Dennis, can you please enlighten me on transmissions of 10 speeds for small engines? Any specific applications that I could take a look at, mowers or ??

Thanks.


----------



## HermitJohn (May 10, 2002)

Here is the link to the Metro with the 10hp engine. http://www.utterpower.com/10hp_chevy.htm


----------



## crafty2002 (Aug 23, 2006)

Windy in Kansas said:


> Dennis, can you please enlighten me on transmissions of 10 speeds for small engines? Any specific applications that I could take a look at, mowers or ??
> Thanks.


I don't know of any as yet but they build bikes with 6 speeds. If they had a notion to, they could build a 10 for it. As far as that go a small bike engine with a 6 speed would get the job done. 
My cousin weighed 260 Lb. when we were growing up. Not fat. Just huge for his age. Plus my skinney 110-120 lbs was close to 400# and I doubled him all over the place on a 125 Honda. 

I had a 380 Suzuki years ago that would slap fly. 2 cycle engine w/6 speed tranny. It was a pretty heavy bike but it would cut up with me and Mark both on it. 380 cc's is only 23 C.I.D., but it would still run close to or maybe a little over 100 MPH with both of us on it and had enough power for a couple more gears to boot. I could red line it with us both on it in high gear. 
If it would carry that load the way I rode back them and not break down, you could use it to power a little car like the ones posted. Build a little tandem 2 or 3 seater from tube and glass it in. Something for just putting around town for sure.

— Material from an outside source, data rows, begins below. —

PR #3763, opened 2024-08-06
Fix auth errors while running locally

mmitche:
Fixes: https://github.com/dotnet/dnceng/issues/3764

### DIFF
--- a/src/DotNet.Status.Web/DotNet.Status.Web/Program.cs
+++ b/src/DotNet.Status.Web/DotNet.Status.Web/Program.cs
@@ -20,7 +20,7 @@ public static class Program
             .ConfigureWebHostDefaults(host =>
             {
                 host.UseStartup<Startup>()
-                    .UseUrls("http://localhost:5000/")
+                    .UseUrls("https://localhost:5000/")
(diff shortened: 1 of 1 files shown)


mmitche:
Much thanks to @garath for figuring out the root issue here.

AlitzelMendez (approved):

src/DotNet.Status.Web/DotNet.Status.Web/Program.cs
```diff
@@ -20,7 +20,7 @@ public static void Main(string[] args)
             .ConfigureWebHostDefaults(host =>
             {
                 host.UseStartup<Startup>()
-                    .UseUrls("http://localhost:5000/")
+                    .UseUrls("https://localhost:5000/")
```
garath, line 23: Does this get overridden to http when deployed to the app service? The site sits behind an Application Gateway that handles the TLS termination so non-http is required by the service itself.

mmitche: It doesn't look to be overridden by any deployment setting. So my guess is no. Good call. I'll use your fix instead.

That is where most of the gas goes anyway. Short trips. 
And that was about a 72-73 model bike. For sure they could build something 35 years later.


----------



## Windy in Kansas (Jun 16, 2002)

I have been thinking along those lines and I actually have a Honda Silverwing GL500 V-twin with 5 speed which is a shaft drive motorcycle which would lend itself well for building into a small car like conveyance.

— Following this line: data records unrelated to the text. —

PR #3774, opened 2024-08-07
Move DotNet.Status.Web to MI

mmitche:
Resolves: https://github.com/dotnet/dnceng/issues/3776

- Update to Azure.Data.Tables
- Use managed identities in place of SAS tokens.

### DIFF
--- a/src/DotNet.Status.Web/DotNet.Status.Web/AzureTableTokenStore.cs
+++ b/src/DotNet.Status.Web/DotNet.Status.Web/AzureTableTokenStore.cs
@@ -49,7 +49,7 @@ public class AzureTableTokenStore : ITokenStore, ITokenRevocationProvider
         }
         else
         {
-            table = new TableClient(new Uri(options.TableUri, UriKind.Absolute), options.TableName, new DefaultAzureCredential());
+            table = new TableClient(new Uri(options.TableUri, UriKind.Absolute), options.TableName, new ManagedIdentityCredential());
         }
         return table;
     }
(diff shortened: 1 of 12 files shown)


mmitche:
Still doing a few more bits of verification on the deployment table side of this, and I want to update the use of DefaultAzureCredential() to use the system assigned identities in non-dev mode.

mmitche:
Ready for review @garath @AlitzelMendez. I've verified that perms are set appropriately for the system managed identity in the staging resources.

src/DotNet.Status.Web/DotNet.Status.Web/AzureTableTokenStore.cs
```diff
@@ -137,37 +136,24 @@ long MakeTokenId()
...
-
-        List<StoredTokenData> tokens = new List<StoredTokenData>();
-        do
-        {
-            TableQuerySegment<TokenEntity> segment = await table.ExecuteQuerySegmentedAsync(query, continuationToken, requestOptions: null, operationContext: null, cancellationToken);
-            continuationToken = segment.ContinuationToken;
-            tokens.AddRange(segment.Results.Select(Return));
-        } while (continuationToken != null);
+        TableClient table = await GetCloudTable();
+        var results = table.QueryAsync<TokenEntity>(entity => entity.PartitionKey == userId.ToString());
```
AlitzelMendez, line 154: are we iterating through all the pages? my understanding is that in this case it will only return one page with 1000 records which I think it is more than enough for this query, but something to keep in mind

AlitzelMendez (approved):

src/DotNet.Status.Web/DotNet.Status.Web/AzureTableTokenStore.cs
mmitche: I think based on the API docs: https://learn.microsoft.com/en-us/dotnet/api/azure.asyncpageable-1.getasyncenumerator?view=azure-dotnet, we should be.

`AsyncPageable`'s GetAsyncEnumerator indicates that it may take multiple service requests to resolve. I think that would end up getting called in this case.

Good call though. I'm going to give this a shot and see what happens.

mmitche: Confirmed that this does end up evaluating all pages.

As a motorcycle there is little need for the top gears and 80 to 100 mph or ???? Lower the gear ratio for a higher mileage producing unit and it might be a winner at the gas pump.

If I could weld aluminum I'd consider building with it even with the prices for it as they are. Probably fiberglass panels since the cloth and resin are easy to work with. 

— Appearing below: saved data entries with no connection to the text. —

PR #3794, opened 2024-08-09
Support PAT-backed AzDO Service Connections

garath:
Resolves [dotnet/dnceng#2361](https://github.com/dotnet/dnceng/issues/2361)

Support Azure Devops service connections in secret-manager by

- Add "service connections" as a storage destination for secrets
- Add a "service connection" type that represents individual connections and their configuration


src/SecretManager/Microsoft.DncEng.SecretManager/StorageTypes/ServiceConnectionVault.cs
```diff
@@ -0,0 +1,123 @@
...
+public class ServiceConnectionVault : StorageLocationType<ServiceConnectionVaultParameters>
+{
+    private readonly ILogger<ServiceConnectionVault> _logger;
+    private readonly IServiceProvider _serviceProvider;
+
+    public ServiceConnectionVault(ILogger<ServiceConnectionVault> logger, IServiceProvider serviceProvider)
+    {
+        _logger = logger;
+        _serviceProvider = serviceProvider;
+
```
missymessa, line 40: nit: so much space for activities

missymessa (approved):
LGTM shipit

src/SecretManager/Microsoft.DncEng.SecretManager/StorageTypes/ServiceConnectionVault.cs
garath: Fixed in 866365f

.vault-config/service-connections-dnceng.yaml
```diff
@@ -0,0 +1,117 @@
...
+    type: azure-devops-service-endpoint
+    parameters:
+      authorization:
+        type: azure-devops-access-token
+        parameters:
+          domainAccountName: dn-bot
+          domainAccountSecret:
+            location: helixkv
+            name: dn-bot-account-redmond
+          organizations: dnceng devdiv microsoft dotnet-security-partners
```
riarenas, line 116: I don't think the list of organizations here is correct. This is a service connection in dnceng, connected to a single feed, so it should not need all org access

.vault-config/service-connections-dnceng.yaml
```diff
@@ -0,0 +1,117 @@
...
```
riarenas, line 103: This PAT only needs the last org in this list. This is a nuget service connection connected to a single feed in that org.

src/SecretManager/Microsoft.DncEng.SecretManager/Program.cs
```diff
@@ -20,5 +26,28 @@ protected override void ConfigureServices(IServiceCollection services)
...
+                else if (handlerBuilder.PrimaryHandler is HttpClientHandler httpClientHandler)
+                {
+                    httpClientHandler.CheckCertificateRevocationList = true;
+                }
+                else
+                {
+                    throw new InvalidOperationException($"Could not create client with CRL check, HttpMessageHandler type {handlerBuilder.PrimaryHandler.GetType().FullName ?? handlerBuilder.PrimaryHandler.GetType().Name} is unknown.");
+                }
+            });
+        });
```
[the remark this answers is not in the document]
riarenas: Ah, we do this as well in helix-service. Carry on.

src/SecretManager/Microsoft.DncEng.SecretManager/SecretTypes/ServiceConnectionSecretType.cs
```diff
@@ -1,64 +0,0 @@
-﻿using System;
```
riarenas, line 1: I couldn't find any usage of this secret type, but we should keep an eye for failures related to this deletion when we adopt this version of secret-manager.

src/SecretManager/Microsoft.DncEng.SecretManager/SecretTypes/ServiceEndpointSecretType.cs
```diff
@@ -0,0 +1,47 @@
...
+        public AuthorizationParameters Authorization { get; set; }
+
+        public class AuthorizationParameters
+        {
+            public string Type { get; set; }
+            public AzureDevOpsAccessToken.Parameters Parameters { get; set; }
+        }
+    }
+
+    // This secret type uses other secret types to perform actions. It gets access to those types via SecretTypeRegistry. Due to complications in how SecretTypeRegistry is constructed, we must use IServiceProvider get an instance of SecretTypeRegistry at runtime rather than inject directly to avoid creating a circular dependency.
```
riarenas, line 30: In your opinion, Is this something we should look into improving as a follow up issue?

src/SecretManager/Microsoft.DncEng.SecretManager/ServiceConnections/ServiceEndpoint.cs
```diff
@@ -0,0 +1,32 @@
...
+    {
+        Id = id;
+        Name = name;
+        Description = description;
+        Type = type;
+    }
+
+    internal static ServiceEndpoint Create(AdoServiceEndpoint adoServiceEndpoint)
+    {
+        // The JSON schema allows more flexibility than used for the application model. We assume that there is only one element in the serviceEndpointProjectReferences array. We assume that the "name" and "description" elements in that array are what drive the info shown in the AzDO UI and are
```
riarenas, line 24: Don't leave me hanging!

src/SecretManager/Microsoft.DncEng.SecretManager/ServiceConnections/ServiceEndpointClient.cs
```diff
@@ -0,0 +1,202 @@
...
+        _tokenCredentialProvider = credentialProvider;
+    }
+
+    private async Task GetOrUpdateTokenAsync(CancellationToken cancellationToken = default)
+    {
+        if (_currentAccessToken is null || _currentAccessToken.Value.RefreshOn < DateTimeOffset.UtcNow)
+        {
+            TokenCredential tokenCredential = await _tokenCredentialProvider.GetCredentialAsync();
+            // 499b84ac-1321-427f-aa17-267ca6975798 is the Azure DevOps API application
+            // https://ms.portal.azure.com/#view/Microsoft_AAD_IAM/ManagedAppMenuBlade/~/Overview/objectId/71dba5a0-a77c-4b64-bcc4-f5f98be267fe/appId/499b84ac-1321-427f-aa17-267ca6975798
```
riarenas, line 61: [nit] wondering if linking to a public document would be better than the azure object? Something like https://learn.microsoft.com/en-us/rest/api/azure/devops/tokens/?view=azure-devops-rest-7.1&tabs=powershell includes this GUID.

riarenas: Also, thoughts on extracting as a constant?

src/SecretManager/Microsoft.DncEng.SecretManager/ServiceConnections/ServiceEndpointClient.cs
```diff
@@ -0,0 +1,202 @@
...
+            _httpClient.DefaultRequestHeaders.Authorization = new AuthenticationHeaderValue("Basic",
+            Convert.ToBase64String(
+                Encoding.ASCII.GetBytes($":{_currentAccessToken.Value.Token}")));
+        }
+    }
+
+    // https://learn.microsoft.com/en-us/rest/api/azure/devops/serviceendpoint/endpoints/get?view=azure-devops-rest-7.2&tabs=HTTP
+    public async Task<ServiceEndpoint> Get(Guid id, CancellationToken cancellationToken = default)
+    {
+        Console.WriteLine("Whoa!");
```
riarenas, line 74: Not opposed, but debug statement?

src/SecretManager/Microsoft.DncEng.SecretManager/ServiceConnections/ServiceEndpointClient.cs
```diff
@@ -0,0 +1,202 @@
...
+                }
+            }
+            else
+            {
+                throw new ServiceEndpointClientException("'serviceEndpointProjectReferences' is not a valid JsonArray.");
+            }
+
+        }
+
+        // TODO: Should I validate the JsonNode schema? If so, do it everywhere.
```
riarenas, line 160: Did you decide? followup needed?

src/SecretManager/Microsoft.DncEng.SecretManager/ServiceConnections/ServiceEndpointClient.cs
```diff
@@ -0,0 +1,202 @@
...
+            }
+            else
+            {
+                throw new ServiceEndpointClientException("Neither 'nugetkey' nor 'apikey' found in the authorization parameters.");
+            }
+        }
+
+        Uri updateEndpoint = CreateUpdateUri(config, id, _apiVersion);
+
+        //using HttpResponseMessage postResponseBody = await _httpClient.PutAsJsonAsync(updateEndpoint, getResponseBody, cancellationToken);
```
riarenas, line 179: Delete

src/SecretManager/Microsoft.DncEng.SecretManager/StorageTypes/ServiceConnectionMagicString.cs
```diff
@@ -0,0 +1,36 @@
+﻿using System;
+using System.Text.RegularExpressions;
+
+namespace Microsoft.DncEng.SecretManager.StorageTypes;
+
+public class ServiceConnectionMagicString
```
riarenas, line 6: [nit] This looks like a helper to strictly build service connection descriptions. `MagicString` made it sound like something more generic.

src/SecretManager/Microsoft.DncEng.SecretManager/StorageTypes/ServiceConnectionVault.cs
```diff
@@ -0,0 +1,121 @@
...
+[Name("azure-devops-project")]
+/// <summary>
+/// This represents a collection of Azure DevOps Service Connections, also called Service Endpoints, that are managed by secret-manager. 
+/// 
+/// Service Connection are grouped in an Azure DevOps project. Not all service connections in a project need be managed by secret-manager; unrecognized service connections are ignored. 
+/// 
+/// Service Connections are recognized by secret-manager by well-known text in their description.
+/// </summary>
+public class ServiceConnectionVault : StorageLocationType<ServiceConnectionVaultParameters>
```
riarenas, line 31: What is the meaning of a vault in this context?

riarenas (approved):
Just some minor questions!

.vault-config/service-connections-dnceng.yaml
garath: Possible, sure. The data on these is a little... loose. I'll update.

.vault-config/service-connections-devdiv.yaml
garath, line 1: Does anyone have any opinion about these manifest files being in this repository? The only other place that makes sense to me is Arcade (since they're almost all related to customer builds.)

riarenas: I think this is a good place to centrally manage them.

src/SecretManager/Microsoft.DncEng.SecretManager/SecretTypes/ServiceEndpointSecretType.cs
garath: No, not really. It's just not a serious enough caveat in my opinion.

riarenas:
Oh, do we want to add a scenario test for this? (I think we do!) can you open a follow-up issue?

.vault-config/service-connections-dnceng.yaml
garath: Fixed in 105e07c

.vault-config/service-connections-dnceng.yaml
garath: Fixed in 105e07c

src/SecretManager/Microsoft.DncEng.SecretManager/SecretTypes/ServiceConnectionSecretType.cs
garath: This was an old attempt to make service-connections easier to manage I made a while back. It never caught on. This new system fully replaces it.

src/SecretManager/Microsoft.DncEng.SecretManager/StorageTypes/ServiceConnectionVault.cs
garath: To me, it's just a word to describe the place secrets are being written to. I took it as a pattern for secret-manager: it stores secrets in "vaults". Happy to entertain other names, this is just what came to me.

riarenas: So a service connection is a vault for PATs? I can see it that way.

src/SecretManager/Microsoft.DncEng.SecretManager/ServiceConnections/ServiceEndpointClient.cs
garath: URL fixed in 642c08c2.

I opted to not extract a constant as there didn't seem to be a good upper-level to put it, and didn't really remove all that many instances of its use. So, it was a grey area for me that I decided to leave alone.

src/SecretManager/Microsoft.DncEng.SecretManager/ServiceConnections/ServiceEndpointClient.cs
garath: Fixed in d2b56d62. I probably shouldn't post PRs when I'm tired.

src/SecretManager/Microsoft.DncEng.SecretManager/ServiceConnections/ServiceEndpointClient.cs
garath: Fixed in 5e744b62. Decided to leave as-is. My best understanding now says this will be fine. If problems occur, then that will be good info for informing a round of robustness improvements.

src/SecretManager/Microsoft.DncEng.SecretManager/ServiceConnections/ServiceEndpointClient.cs
garath: Fixed in 5e744b6

src/SecretManager/Microsoft.DncEng.SecretManager/StorageTypes/ServiceConnectionMagicString.cs
garath: As it is, it is just for service connections. I could not come up with a reasonable plan to make it properly generic. I view the "StorageConnection" prefix in the name to be enough to say its specialized. Happy to entertain other name suggestions.

riarenas: I was thinking making it more related to the description. it's basically a description builder + parser right?

garath: Oh, sure. Like `ServiceConnectionDescriptionBuilder`? Doesn't quite cover the 'parser' part but it seems maybe net-better?

riarenas: Yep I'm good with that! that was one of my options, aside from the dreaded "Manager" suffix.

riarenas (approved):

src/SecretManager/Microsoft.DncEng.SecretManager/Commands/SynchronizeCommand.cs
```diff
@@ -55,6 +55,7 @@ public override async Task RunAsync(CancellationToken cancellationToken)
     {
         try
         {
+            Console.OutputEncoding = System.Text.Encoding.UTF8;
```
davfost, line 58: Can you comment why this encoding is needed, it helps ensure people don't remove it by accident at a later date.

src/SecretManager/Microsoft.DncEng.SecretManager/Program.cs
```diff
@@ -20,5 +26,28 @@ protected override void ConfigureServices(IServiceCollection services)
         services.AddSingleton<SettingsFileValidator>();
         services.AddNamedFromAssembly<SecretType>(Assembly.GetExecutingAssembly());
         services.AddNamedFromAssembly<StorageLocationType>(Assembly.GetExecutingAssembly());
+
+        services.AddHttpClient();
+        services.Configure<HttpClientFactoryOptions>(factory =>
```
davfost, line 31: Can you add a comment as to why HttpClient needs handler overrides for this process

src/SecretManager/Microsoft.DncEng.SecretManager/SecretTypes/AzureDevOpsAccessToken.cs
```diff
@@ -40,45 +39,21 @@ public AzureDevOpsAccessToken(ISystemClock clock, IConsole console)
...
-        {
-            var errorContent = await response.Content.ReadAsStringAsync(cancellationToken);
-            if (errorContent.Contains("AADSTS50079"))
-            {
-                throw new Exception("Failed to get a token from AzDO. Please connect to CORPNET and try again." + Environment.NewLine + Environment.NewLine + errorContent);
-            }
-
-            throw new Exception(errorContent);
-        }
+        UsernamePasswordCredential credential = new(userName, password, msftTenantId, ClientId);
```
davfost, line 49: Is there an advantage to using this variable construction patter instead of the var variable = object pattern?

The 'var' patter is meant to reduce the amount of code change required when object types change in a project. In that patter objects are ideally generated by factories, or pass down though methods. This ensure the only place changes are needed are in the factories or in the method definitions.

src/SecretManager/Microsoft.DncEng.SecretManager/ServiceConnections/ServiceEndpointClient.cs
```diff
@@ -0,0 +1,198 @@
...
+    }
+
+    private async Task GetOrUpdateTokenAsync(CancellationToken cancellationToken = default)
+    {
+        if (_currentAccessToken is null || _currentAccessToken.Value.RefreshOn < DateTimeOffset.UtcNow)
+        {
+            TokenCredential tokenCredential = await _tokenCredentialProvider.GetCredentialAsync();
+            // 499b84ac-1321-427f-aa17-267ca6975798 is the Azure DevOps API application
+            // https://learn.microsoft.com/en-us/rest/api/azure/devops/tokens/?view=azure-devops-rest-7.1&tabs=powershell 
+            TokenRequestContext requestContext = new(["499b84ac-1321-427f-aa17-267ca6975798"]);
```
davfost, line 62: Since this is basically a magic string GUID id can it be stored in a local named constant with he comments above.
It is less likely that someone alter a cost value and forget to alter the comments if it is a class constant/private value.

src/SecretManager/Microsoft.DncEng.SecretManager/StorageTypes/ServiceConnectionMagicString.cs
davfost: Just seconding Ricardo's comments 'magic strings' to me means string that are statically defined for an critical value and without explanation in a method body.

davfost (dismissed):

src/SecretManager/Microsoft.DncEng.SecretManager/SecretTypes/AzureDevOpsAccessToken.cs
garath: Personally I am quite against `var`. It hides the type and makes code difficult to follow. Target-typed new is much better.

But, really, I do this because the default linter rules prefer it. (And since I do too, I don't complain.)

src/SecretManager/Microsoft.DncEng.SecretManager/ServiceConnections/ServiceEndpointClient.cs
```diff
@@ -0,0 +1,198 @@
...
+    public ServiceEndpointClient(HttpClient httpClient, IOptions<Configuration> config, ITokenCredentialProvider credentialProvider)
+    {
+        _httpClient = httpClient;
+        this.config = config.Value;
+        _tokenCredentialProvider = credentialProvider;
+    }
+
+    private async Task GetOrUpdateTokenAsync(CancellationToken cancellationToken = default)
+    {
+        if (_currentAccessToken is null || _currentAccessToken.Value.RefreshOn < DateTimeOffset.UtcNow)
```
premun, line 57: Don't all credentials already do that? Seems like `SecretManagerCredentialProvider` only delegates to the usual ones and those do it always - you just keep calling `GetTokenAsync` and they refresh when needed, as long as you keep the instance around.

src/SecretManager/Microsoft.DncEng.SecretManager/Commands/SynchronizeCommand.cs
garath: This is actually unrelated to the feature. It fixes a bug that can be seen in the text output from secret-manager. Switching the console to UTF8 is what allows the emojis to display properly which currently fails (meaning, they look bad) during the first set of data displayed.

src/SecretManager/Microsoft.DncEng.SecretManager/Program.cs
garath: The handler ensures that certificate revocation is checked according to Microsoft policy.

garath:
> Oh, do we want to add a scenario test for this? (I think we do!) can you open a follow-up issue?

Test added in 1d6181d and refined in subsequent commits.

src/SecretManager/Microsoft.DncEng.SecretManager/StorageTypes/ServiceConnectionMagicString.cs
garath: Renamed in b1ed166

src/SecretManager/Microsoft.DncEng.SecretManager/ServiceConnections/ServiceEndpointClient.cs
garath: Each call to `GetTokenAsync` gets a fresh token. I was trying to reduce the number of network calls made (but admit it probably does not have a significant impact in this situation).

garath: This is how I interpreted the text in the "Remarks" section for that method: [gettokenasync#remarks](https://learn.microsoft.com/en-us/dotnet/api/azure.core.tokencredential.gettokenasync?view=azure-dotnet#remarks)

src/SecretManager/Microsoft.DncEng.SecretManager/ServiceConnections/ServiceEndpoint.cs
garath: Clarified in 88cfeb3

garath:
Note that I modified the CI YAML in c38ec17 to allow me to run the scenario-tests outside of an actual deployment. That will be reverted before this PR is merged; it's only here so I can prove it works.

src/SecretManager/Microsoft.DncEng.SecretManager/ServiceConnections/ServiceEndpointClient.cs
premun: That's interesting, I see conflicting information elsewhere. I read that it's not even possible to turn the cache off unless you create a new credential object:
https://github.com/Azure/azure-sdk-for-net/blob/main/sdk/identity/Azure.Identity/samples/TokenCache.md#disable-caching

> In-memory token caching is the default option provided by the Azure Identity library. This caching approach allows apps to store access tokens in memory. With in-memory token caching, the library first determines if a valid access token for the requested resource is already stored in memory. If a valid token is found, it's returned to the app without the need to make another request to Microsoft Entra ID. If a valid token isn't found, the library will automatically acquire a token by sending a request to Microsoft Entra ID.

or here

https://learn.microsoft.com/en-us/dotnet/api/azure.identity.defaultazurecredential.gettokenasync?view=azure-dotnet#definition

> Sequentially calls [GetToken(TokenRequestContext, CancellationToken)](https://learn.microsoft.com/en-us/dotnet/api/azure.core.tokencredential.gettoken?view=azure-dotnet#azure-core-tokencredential-gettoken(azure-core-tokenrequestcontext-system-threading-cancellationtoken)) on all the included credentials in the order [EnvironmentCredential](https://learn.microsoft.com/en-us/dotnet/api/azure.identity.environmentcredential?view=azure-dotnet), [ManagedIdentityCredential](https://learn.microsoft.com/en-us/dotnet/api/azure.identity.managedidentitycredential?view=azure-dotnet), [SharedTokenCacheCredential](https://learn.microsoft.com/en-us/dotnet/api/azure.identity.sharedtokencachecredential?view=azure-dotnet), and [InteractiveBrowserCredential](https://learn.microsoft.com/en-us/dotnet/api/azure.identity.interactivebrowsercredential?view=azure-dotnet) returning the first successfully obtained [AccessToken](https://learn.microsoft.com/en-us/dotnet/api/azure.core.accesstoken?view=azure-dotnet). Acquired tokens are cached by the credential instance. Token lifetime and refreshing is handled automatically. Where possible, reuse credential instances to optimize cache effectiveness.

premun: Maybe the `TokenCredential` you found is an abstract parent that does not cache but the implementations do? That would make sense?

garath: Interesting. TokenCredential is the abstract class the rest of those implement, so I'm open to the idea that its documentation is just guidance for everyone else. I'll poke through the source code and see what's actually happening.

garath:
> Note that I modified the CI YAML in [c38ec17](https://github.com/dotnet/dnceng/commit/c38ec17c3fd4fb672a9999f89200b94389095fdb) to allow me to run the scenario-tests outside of an actual deployment. That will be reverted before this PR is merged; it's only here so I can prove it works.

This was reverted in c10f6e6 and is ready for another round of reviews.

riarenas:
It looks like there are test failures

garath:
> It looks like there are test failures

Sort of, but yes. The tests pass locally, and the CI output looks like the tests are as expected but AzDO is misinterpreting the text as a failure. I'm guessing this is due to me bumping the NUnit library version. Since it is only showing in AzDO I am using a different branch for experiments so I can run the pipeline.

garath:
> Sort of, but yes. The tests pass locally, and the CI output looks like the tests are as expected but AzDO is misinterpreting the text as a failure. I'm guessing this is due to me bumping the NUnit library version. Since it is only showing in AzDO I am using a different branch for experiments so I can run the pipeline.

I've narrowed this to occuring with NUnitTestAdapter 4.5.0 and 4.6.0 (the latest). It seems to be related to [changes made to the ConsoleOut default value](https://docs.nunit.org/articles/vs-test-adapter/AdapterV4-Release-Notes.html#bug-fixes) (this lists it as a change in 4.6.0 but I see the same effects in 4.5.0). 

I'm opting to fix this by forcing the old default (change in 92432869).

src/SecretManager/Microsoft.DncEng.SecretManager/ServiceConnections/ServiceEndpointClient.cs
garath: I'm going to leave this as-is. It works and seems safer.

.vault-config/service-connections-devdiv.yaml
```diff
@@ -0,0 +1,65 @@
...
+    parameters:
+      authorization:
+        type: azure-devops-access-token
+        parameters:
+          domainAccountName: dn-bot
+          domainAccountSecret:
+            location: helixkv
+            name: dn-bot-account-redmond
+          organizations: dnceng
+          scopes: packaging_write
```
riarenas, line 65: There are a few more devdiv service connections in the https://dev.azure.com/dnceng/internal/_wiki/wikis/DNCEng%20Services%20Wiki/1249/PAT-recycling list

* dnceng-dotnet8-workloads
* dnceng-dotnet9-workloads
* dotnet-tools-dnceng-public-feed
* dnceng/internal

src/SecretManager/Microsoft.DncEng.SecretManager.ScenarioTests/ServiceConnectionTests.cs
```diff
@@ -0,0 +1,169 @@
...
+{
+    [TestFixture]
+    [Category("PostDeployment")]
+    [Explicit("requires restricted resources, see inline comments")]
+    public class ServiceConnectionTests : ScenarioTestsBase
+    {
+        /// <summary>
+        /// This performs an end-to-end of service connection support by generating a new token, applying it to the service connection, and queuing a build that uses the service connection. The result of the build determines the result of this test.
+        /// 
+        /// Note: This test is marked "Explicit" so it does not run in regular CI. It requires access to dn-bot's credentials, which, to reduce security footprint, is not available to the scenario-test identity. This may be run locally by any developer with access to the necessary vaults.
```
riarenas, line 24: IF this test is not exercised during automation regularly, how will we make sure it continues to work?

garath: Yeah this is a new pattern. I don't love that it can't be automatically run, but I also end up thinking there is enough value to keep it available. My best idea right now is that reviewers will have to help out make sure to call it out whenever it might be useful. 

Obviously, I'm open to better ideas.

riarenas: My experience is that that model doesn't quite work. I would rather we design a scenario test that will run during CI. We can check this in for now but there should be a followup.

garath: I agree with your concerns and am happy for a follow-up. 

For future cause, the technical problem that blocked a better solution is that only "User" entities can generate PATs. Service Principals and Managed Identities cannot. So, a proper test would require a test-only User (and I deemed this too much overhead for the effort at this time).

.vault-config/service-connections-devdiv.yaml
garath: Added in 6973830

riarenas (approved):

Now for a differential----

HermitJohn did you note the link on the page you gave for the VW vehicle with extremely high mileage? http://www.canadiandriver.com/articles/gw/vw1litre.htm Well worth reading. Wonder what Americans are willing to pay for something like that in view of $4 gasoline?


----------



## OntarioMan (Feb 11, 2007)

Here is a 600cc Suzuki Motorcycle powered Metro.

[ame="http://videos.streetfire.net/video/600cc-Superbike-powered_56409.htm"]Suzuki 600cc Motorcycle Metro[/ame]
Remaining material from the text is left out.